A importância da literacia familiar em debate no Brasil
Enviada em 20/12/2020
A Constituição Federal de 1988, documento jurídico mais importante do país, prevê em seu artigo 6o, o direito a educação como inerente a todo cidadão brasileiro. Conquanto, tal prerrogativa não tem se reverberado na prática quando se observa a falta de incentivos e auxílios governamentais no que se refere à literacia familiar, fator esse que indiretamente acaba por dificultar a universalização desse direito social tão importante. Diante dessa prerogativa, faz-se imperiosa a análise da omissão do estado e da desinformação da sociedade no que tange esse tema.
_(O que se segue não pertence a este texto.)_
PR #3090, opened 2025-10-28
wsdt: clamp Alpha GUI input to [0,1] to prevent setting out-of-range …

### LINKED ISSUE #2975: Multicut: Disallow values > 1 for alpha
The parameter for blending probability maps with inverted distance transform should be in the range from 0..1. Now, I've already seen people using other values, so we still have to support loading those, but not setting them anymore outside the range

ArnavBallinCode:
# PR: wsdt: clamp Alpha GUI input to [0,1] to prevent setting out-of-range blending values

Clamp the WSDT Alpha GUI input to the valid [0,1] range when writing values from the GUI back into the operator. This prevents the GUI from setting out-of-range blending parameters while preserving the ability to load legacy project files that may contain values >1.

## What
- When the GUI writes Alpha into the operator, clamp the value to `[0.0, 1.0]`.
- Keep the spinbox display range unchanged so legacy project files with `Alpha > 1` still show the original value.

## Why
- Alpha blends probability maps with the inverted distance transform and is semantically defined in `[0,1]`.
- Backwards-compatible: existing project files with `Alpha > 1` still load and display unchanged, but new GUI changes cannot set values outside `[0,1]`.

## Changes
- Modified: `ilastik/applets/wsdt/wsdtGui.py`
  - In `configure_operator_from_gui()`, read the spinbox value, clamp to `[0.0, 1.0]`, and call `op.Alpha.setValue(alpha_clamped)`.

## Testing
- Manual: set `alpha_box` to `>1` in GUI, call `configure_operator_from_gui()`, confirm operator receives `1.0`.
- Recommended follow-up: add a unit test that constructs an offscreen `QApplication`, sets `alpha_box`, calls `configure_operator_from_gui()`, and asserts that the operator slot receives a clamped value.

## Compatibility
- Loading old projects with `Alpha > 1` still shows the original value in the GUI.
- New GUI changes will always be clamped to `[0,1]`.

## Follow-ups (recommended)
- Add a defensive clamp in the operator runtime (e.g., `ilastik/applets/wsdt/opWsdt.py`) so execution always uses a safe value regardless of source.
- Add the unit test for GUI→operator clamping and a brief changelog entry.

## Fixes
- Fixes #2975

## Checklist
- [ ] Add tests. (recommended)
- [ ] Update user documentation. (not required for GUI-only change)
- [x] Reference relevant issue(s): #2975
- [x] Branch contains single commit (rebased / clean)


tests/test_ilastik/test_wsdt_alpha.py
```diff
@@ -0,0 +1,155 @@
...
+    last_alpha = 0.5
+    
+    # Check if value is outside valid range [0, 1]
+    needs_dialog = (last_alpha is None or alpha_val != last_alpha) and (alpha_val < 0.0 or alpha_val > 1.0)
+    
+    # Should not need dialog for valid value
+    assert not needs_dialog
+    
+    # Value should pass through unchanged
+    assert alpha_val == 0.8
```
k-dominik: Sorry, but this test does not test anything. It's completely standalone. What would be the point?

tests/test_ilastik/test_wsdt_alpha.py
```diff
@@ -0,0 +1,155 @@
...
+
+
+def test_alpha_validation_logic_above_range():
```
k-dominik: not a real test - does not test any code

tests/test_ilastik/test_wsdt_alpha.py
```diff
@@ -0,0 +1,155 @@
...
+    
+    # Should trigger dialog
+    assert needs_dialog
+    
+    # Simulate clamping
+    alpha_clamped = min(max(alpha_val, 0.0), 1.0)
+    assert alpha_clamped == 1.0
+
+
+def test_alpha_validation_logic_below_range():
```
k-dominik: again this does not test anything

tests/test_ilastik/test_wsdt_alpha.py
```diff
@@ -0,0 +1,155 @@
...
+    
+    # Should trigger dialog
+    assert needs_dialog
+    
+    # Simulate clamping
+    alpha_clamped = min(max(alpha_val, 0.0), 1.0)
+    assert alpha_clamped == 0.0
+
+
+def test_alpha_validation_logic_unchanged_out_of_range():
```
k-dominik: also not testing any code.

tests/test_ilastik/test_wsdt_alpha.py
```diff
@@ -0,0 +1,155 @@
...
+    last_alpha = 2.5  # Same as current value
+    
+    # Check if value changed
+    needs_dialog = (last_alpha is None or alpha_val != last_alpha) and (alpha_val < 0.0 or alpha_val > 1.0)
+    
+    # Should NOT trigger dialog since value hasn't changed
+    assert not needs_dialog
+
+
+def test_alpha_tooltip_content(qapp):
```
k-dominik: This test may look a little bit like it would be testing something, but again, it does not test any code outside the test itself.

tests/test_ilastik/test_wsdt_alpha.py
```diff
@@ -0,0 +1,155 @@
...
+        )
+        
+        tooltip = gui.alpha_box.toolTip()
+        
+        # Tooltip should mention the valid range and legacy compatibility
+        assert "0.0" in tooltip and "1.0" in tooltip
+        assert "legacy" in tooltip.lower() or "compatibility" in tooltip.lower()
+
+
+def test_alpha_clamping_min_max():
```
k-dominik: I assume the `min` and `max` are already well tested and don't need further testing here.

tests/test_ilastik/test_wsdt_alpha.py
```diff
@@ -0,0 +1,155 @@
...
+    """Test the min/max clamping function."""
+    # Test clamping values outside [0, 1]
+    assert min(max(-0.5, 0.0), 1.0) == 0.0
+    assert min(max(2.5, 0.0), 1.0) == 1.0
+    assert min(max(0.5, 0.0), 1.0) == 0.5
+    assert min(max(0.0, 0.0), 1.0) == 0.0
+    assert min(max(1.0, 0.0), 1.0) == 1.0
+
+
+def test_alpha_dialog_flow_with_mock(qapp):
```
k-dominik: this test also does not test any code - everything that is asserted here, is created inside the test. Or would you think otherwise?

tests/test_ilastik/test_wsdt_alpha.py
ArnavBallinCode: I was seeing if it works through another test file, forgot to remove it...

ilastik/applets/wsdt/wsdtGui.py
```diff
@@ -252,7 +290,33 @@ def configure_operator_from_gui(self):
...
             op.Sigma.setValue(self.sigma_box.value())
             op.MinSize.setValue(self.min_size_box.value())
-            op.Alpha.setValue(self.alpha_box.value())
+            
+            # Handle Alpha value with validation and user confirmation
+            alpha_val = float(self.alpha_box.value())
+
+            def _confirm_fn(v):
+                # Show confirmation dialog and return True to clamp, False to keep
+                msg = QMessageBox(self)
```
emilmelnikov: This could be somewhat simplified with https://doc.qt.io/qt-6/qmessagebox.html#warning (not as informative but probably OK for such a rare case).

ilastik/applets/wsdt/wsdtGui.py
```diff
@@ -252,7 +290,33 @@ def configure_operator_from_gui(self):
...
+                msg.setInformativeText("Would you like to clamp the value to the valid range?")
+
+                clamp_button = msg.addButton("Clamp to Valid Range", QMessageBox.AcceptRole)
+                keep_button = msg.addButton("Keep Current Value", QMessageBox.RejectRole)
+                msg.setDefaultButton(clamp_button)
+
+                msg.exec_()
+                return msg.clickedButton() == clamp_button
+
+            alpha_val, self._last_alpha_value = _process_alpha_change(
```
emilmelnikov: Why `last_alpha_value` is even necessary?..

```python
if not (0.0 <= alpha_val <= 1.0):
    clamp_button = QMessageBox.warning(
        self,
        "Alpha value is out of range",
        # TODO: Replace with informative text
        (
            "<p>Alpha is out of range</p>"
            "<p>Clamp alpha to [0;1]?</p>"
        ),
        QMessageBox::Ok | QMessageBox::Cancel,
        QMessageBox::Cancel,
    )
    if clamp_button == QMessageBox.Ok:
        alpha_val = max(0.0, min(alpha_val, 1.0))
```

ilastik/applets/wsdt/wsdtGui.py
ArnavBallinCode: Using `QMessageBox.warning()` will definitely simplify this. Let me refactor to use that static method instead of creating a custom dialog. Will update shortly.

ilastik/applets/wsdt/wsdtGui.py
ArnavBallinCode: The `_last_alpha_value` tracking was added to avoid showing the dialog repeatedly when other parameters change (as Dominik mentioned in the first review). However, thinking about it more - if we just check `if not (0.0 <= alpha_val <= 1.0)` on every configure call, it will show the dialog every time ANY parameter changes when alpha happens to be out of range.

Would it be acceptable to show the dialog on every parameter change if alpha is out of range? Or should we keep some tracking to only show it when alpha itself changes? 

I could simplify by removing `_last_alpha_value` if showing the dialog multiple times is okay for this rare edge case.

emilmelnikov: Right, I somehow missed the discussion above, sorry.

If you decide to show the dialog only once, I think it's better to save the result of the dialog as a boolean flag instead of the last alpha value, something like `self._enforce_alpha_clamp = clamp_button == QMessageBox.Ok` (and of course mention this in the dialog text).

tests/test_ilastik/test_wsdt_alpha.py
ArnavBallinCode: removed

tests/test_ilastik/test_wsdt_alpha.py
ArnavBallinCode: removed

tests/test_ilastik/test_wsdt_alpha.py
ArnavBallinCode: removed

ArnavBallinCode:
Closing this PR for now as I haven’t been able to find the bandwidth to follow through properly ,  thanks for the reviews and feedback.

Em uma primeira análise, deve-se ressaltar a ausência de medidas governamentais para conscientizar a sociedade acerca da importância da literacia familiar. Nesse sentido, perpetua-se uma sociedade que não possui o costume da leitura. Essa conjuntura, segundo as ideias do filósofo contratualista John Locke, configura-se como uma violação do “contrato social”, já que o Estado não cumpre sua função de garantir que os cidadãos desfrutem de direitos indispensáveis, como a educação e a alfabetização, o que infelizmente é evidente no país.
Ademais, é fundamental apontar a falta de incentivos vindos de pais e responsáveis, que muitas das vezes não possuem tempo livre para incentivar o hábito da leitura de seus filhos, que comumente nem os mesmos o têm. Segundo o Instituto Brasileiro de Geografia e Estatística, atestou-se em pesquisas que os brasileiros leêm em média 2,43 livros por ano. Diante de tal exposto, percebe-se um enraizamento histórico da falta do acesso e enaltecimento da importância da leitura. Logo, é inadmissível que esse cenário continue a perdurar.
Depreende-se, portanto, a necessidade de se combater esses obstáculos. Para isso, é imprescindível que o Governo Federal, em associação com os Governos Estaduais e Municipais, e com o auxílio do Ministério da Educação, por intermédio de palestras, propagandas e cartilhas, promova a conscientização da população acerca da importância da leitura. Desta forma, o Estado desempenharia corretamente seu “contrato social”.